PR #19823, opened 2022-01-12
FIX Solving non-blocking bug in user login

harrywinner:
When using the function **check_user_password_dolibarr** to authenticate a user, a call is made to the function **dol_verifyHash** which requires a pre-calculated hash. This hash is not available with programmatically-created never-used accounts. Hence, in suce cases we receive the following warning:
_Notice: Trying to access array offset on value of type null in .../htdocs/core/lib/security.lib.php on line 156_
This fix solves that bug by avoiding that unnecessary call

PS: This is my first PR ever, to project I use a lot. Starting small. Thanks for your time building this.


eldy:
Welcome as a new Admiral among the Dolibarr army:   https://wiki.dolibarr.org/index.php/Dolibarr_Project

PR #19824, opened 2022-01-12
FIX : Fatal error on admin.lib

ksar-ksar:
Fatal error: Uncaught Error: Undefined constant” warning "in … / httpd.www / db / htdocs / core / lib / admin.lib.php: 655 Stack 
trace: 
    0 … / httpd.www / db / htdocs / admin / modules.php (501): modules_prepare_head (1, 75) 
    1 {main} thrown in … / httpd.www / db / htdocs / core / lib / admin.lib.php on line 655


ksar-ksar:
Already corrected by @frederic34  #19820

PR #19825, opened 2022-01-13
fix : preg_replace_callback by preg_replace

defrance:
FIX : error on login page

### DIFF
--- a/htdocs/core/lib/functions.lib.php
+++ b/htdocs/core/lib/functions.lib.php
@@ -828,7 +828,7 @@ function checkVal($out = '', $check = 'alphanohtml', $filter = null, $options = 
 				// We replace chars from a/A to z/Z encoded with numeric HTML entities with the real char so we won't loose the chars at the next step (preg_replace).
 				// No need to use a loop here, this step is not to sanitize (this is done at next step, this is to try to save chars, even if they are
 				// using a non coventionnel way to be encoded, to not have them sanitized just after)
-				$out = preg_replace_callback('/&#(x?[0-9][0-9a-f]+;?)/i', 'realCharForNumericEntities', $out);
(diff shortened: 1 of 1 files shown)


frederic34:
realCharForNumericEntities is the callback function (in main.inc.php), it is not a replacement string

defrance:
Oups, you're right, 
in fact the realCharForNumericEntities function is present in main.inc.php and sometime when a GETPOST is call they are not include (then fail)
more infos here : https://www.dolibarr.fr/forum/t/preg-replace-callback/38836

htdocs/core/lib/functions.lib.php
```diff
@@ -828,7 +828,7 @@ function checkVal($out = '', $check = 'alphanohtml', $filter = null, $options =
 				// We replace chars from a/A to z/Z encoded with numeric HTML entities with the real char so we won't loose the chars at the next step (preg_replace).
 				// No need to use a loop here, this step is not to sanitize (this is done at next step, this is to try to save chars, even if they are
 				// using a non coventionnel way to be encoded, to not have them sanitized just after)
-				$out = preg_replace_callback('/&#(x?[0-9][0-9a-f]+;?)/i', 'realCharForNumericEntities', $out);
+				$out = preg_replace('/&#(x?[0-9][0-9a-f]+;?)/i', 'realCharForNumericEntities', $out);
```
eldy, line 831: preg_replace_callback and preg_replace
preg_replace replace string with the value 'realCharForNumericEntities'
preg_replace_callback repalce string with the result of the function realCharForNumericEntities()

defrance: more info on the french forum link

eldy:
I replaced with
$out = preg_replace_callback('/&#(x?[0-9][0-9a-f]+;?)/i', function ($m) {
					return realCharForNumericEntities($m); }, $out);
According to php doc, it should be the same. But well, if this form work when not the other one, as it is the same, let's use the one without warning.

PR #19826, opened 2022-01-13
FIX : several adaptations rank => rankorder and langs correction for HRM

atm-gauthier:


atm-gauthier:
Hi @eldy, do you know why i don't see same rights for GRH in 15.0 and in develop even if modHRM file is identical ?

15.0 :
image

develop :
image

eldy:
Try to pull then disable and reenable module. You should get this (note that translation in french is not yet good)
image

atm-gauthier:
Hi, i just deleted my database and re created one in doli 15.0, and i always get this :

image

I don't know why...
--
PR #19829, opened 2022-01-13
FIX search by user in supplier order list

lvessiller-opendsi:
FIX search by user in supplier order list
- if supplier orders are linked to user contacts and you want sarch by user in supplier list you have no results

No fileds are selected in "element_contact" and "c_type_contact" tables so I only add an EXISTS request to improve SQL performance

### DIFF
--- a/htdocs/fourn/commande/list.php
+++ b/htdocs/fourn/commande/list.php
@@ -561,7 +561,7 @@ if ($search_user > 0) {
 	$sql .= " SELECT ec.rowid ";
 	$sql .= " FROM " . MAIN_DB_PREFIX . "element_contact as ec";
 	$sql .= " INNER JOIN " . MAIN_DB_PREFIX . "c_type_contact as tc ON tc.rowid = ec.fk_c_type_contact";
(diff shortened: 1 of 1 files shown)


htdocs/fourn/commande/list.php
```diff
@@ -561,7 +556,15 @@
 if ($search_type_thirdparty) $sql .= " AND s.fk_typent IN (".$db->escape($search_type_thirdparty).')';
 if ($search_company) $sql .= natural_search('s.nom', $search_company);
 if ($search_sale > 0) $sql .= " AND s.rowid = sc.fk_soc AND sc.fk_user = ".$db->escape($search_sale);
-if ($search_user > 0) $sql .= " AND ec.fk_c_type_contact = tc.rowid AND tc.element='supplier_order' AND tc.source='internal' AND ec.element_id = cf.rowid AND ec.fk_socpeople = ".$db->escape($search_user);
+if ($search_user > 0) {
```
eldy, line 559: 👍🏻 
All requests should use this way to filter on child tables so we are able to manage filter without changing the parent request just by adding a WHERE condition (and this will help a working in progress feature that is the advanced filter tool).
--
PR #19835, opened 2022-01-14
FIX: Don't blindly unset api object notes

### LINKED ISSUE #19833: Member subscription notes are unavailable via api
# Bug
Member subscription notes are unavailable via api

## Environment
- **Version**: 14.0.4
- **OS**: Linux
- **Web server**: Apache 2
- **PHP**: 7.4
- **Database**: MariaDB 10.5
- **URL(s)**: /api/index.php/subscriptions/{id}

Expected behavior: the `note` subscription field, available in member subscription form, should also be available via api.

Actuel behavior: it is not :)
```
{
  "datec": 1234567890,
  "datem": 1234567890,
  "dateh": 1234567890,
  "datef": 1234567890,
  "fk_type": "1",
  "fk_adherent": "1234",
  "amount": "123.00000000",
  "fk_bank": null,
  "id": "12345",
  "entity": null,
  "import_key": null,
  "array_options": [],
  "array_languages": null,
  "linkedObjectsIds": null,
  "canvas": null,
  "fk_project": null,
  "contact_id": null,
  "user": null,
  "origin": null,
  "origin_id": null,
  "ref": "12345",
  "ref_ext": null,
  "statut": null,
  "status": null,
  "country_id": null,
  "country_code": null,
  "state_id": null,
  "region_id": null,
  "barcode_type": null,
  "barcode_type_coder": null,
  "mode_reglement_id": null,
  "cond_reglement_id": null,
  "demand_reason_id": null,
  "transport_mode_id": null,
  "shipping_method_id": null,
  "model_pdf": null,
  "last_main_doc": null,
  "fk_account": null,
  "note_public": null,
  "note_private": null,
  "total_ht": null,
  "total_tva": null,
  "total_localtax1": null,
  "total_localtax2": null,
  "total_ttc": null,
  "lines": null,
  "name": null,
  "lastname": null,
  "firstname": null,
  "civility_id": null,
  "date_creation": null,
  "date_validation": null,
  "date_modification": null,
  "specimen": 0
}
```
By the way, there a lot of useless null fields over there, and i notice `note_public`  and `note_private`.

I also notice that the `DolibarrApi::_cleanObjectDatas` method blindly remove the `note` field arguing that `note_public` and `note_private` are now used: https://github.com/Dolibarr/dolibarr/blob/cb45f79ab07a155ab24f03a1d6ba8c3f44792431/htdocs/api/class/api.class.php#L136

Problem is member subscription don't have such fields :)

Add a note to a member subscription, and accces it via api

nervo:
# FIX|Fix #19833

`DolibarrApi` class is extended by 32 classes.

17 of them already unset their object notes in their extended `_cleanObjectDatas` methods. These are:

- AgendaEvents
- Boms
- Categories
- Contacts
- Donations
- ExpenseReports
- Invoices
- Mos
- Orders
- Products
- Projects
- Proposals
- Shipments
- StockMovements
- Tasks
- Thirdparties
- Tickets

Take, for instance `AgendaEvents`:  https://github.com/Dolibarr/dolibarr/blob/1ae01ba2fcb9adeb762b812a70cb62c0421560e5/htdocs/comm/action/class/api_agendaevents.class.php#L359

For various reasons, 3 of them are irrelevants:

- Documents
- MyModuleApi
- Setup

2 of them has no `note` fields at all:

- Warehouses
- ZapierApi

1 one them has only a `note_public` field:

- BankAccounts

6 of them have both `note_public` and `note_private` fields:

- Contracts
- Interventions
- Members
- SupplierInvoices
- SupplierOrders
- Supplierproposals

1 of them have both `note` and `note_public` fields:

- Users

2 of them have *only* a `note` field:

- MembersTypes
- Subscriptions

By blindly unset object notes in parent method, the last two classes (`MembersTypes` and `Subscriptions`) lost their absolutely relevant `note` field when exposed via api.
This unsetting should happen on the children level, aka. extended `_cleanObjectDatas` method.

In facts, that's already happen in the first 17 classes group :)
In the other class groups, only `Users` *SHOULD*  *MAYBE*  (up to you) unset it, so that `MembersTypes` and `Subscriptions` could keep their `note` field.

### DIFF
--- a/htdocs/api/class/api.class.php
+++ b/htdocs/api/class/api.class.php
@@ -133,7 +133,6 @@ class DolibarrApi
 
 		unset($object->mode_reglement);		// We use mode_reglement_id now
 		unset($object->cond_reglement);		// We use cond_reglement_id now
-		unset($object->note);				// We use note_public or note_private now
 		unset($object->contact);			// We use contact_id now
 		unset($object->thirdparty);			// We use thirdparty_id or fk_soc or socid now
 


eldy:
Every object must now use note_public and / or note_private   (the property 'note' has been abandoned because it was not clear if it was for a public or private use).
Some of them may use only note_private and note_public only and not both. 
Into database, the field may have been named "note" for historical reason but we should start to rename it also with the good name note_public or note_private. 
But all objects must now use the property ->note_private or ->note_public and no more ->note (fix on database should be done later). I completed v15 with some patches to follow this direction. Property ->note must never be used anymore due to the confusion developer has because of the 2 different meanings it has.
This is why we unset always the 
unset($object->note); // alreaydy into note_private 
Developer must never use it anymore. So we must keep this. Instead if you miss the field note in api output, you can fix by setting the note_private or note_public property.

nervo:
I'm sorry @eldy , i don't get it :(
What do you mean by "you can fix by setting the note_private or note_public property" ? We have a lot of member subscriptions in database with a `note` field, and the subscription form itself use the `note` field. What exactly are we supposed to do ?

● TO DO
Report how many lines of the entries above contain "been", and give no other output.

● ANSWER SPACE
2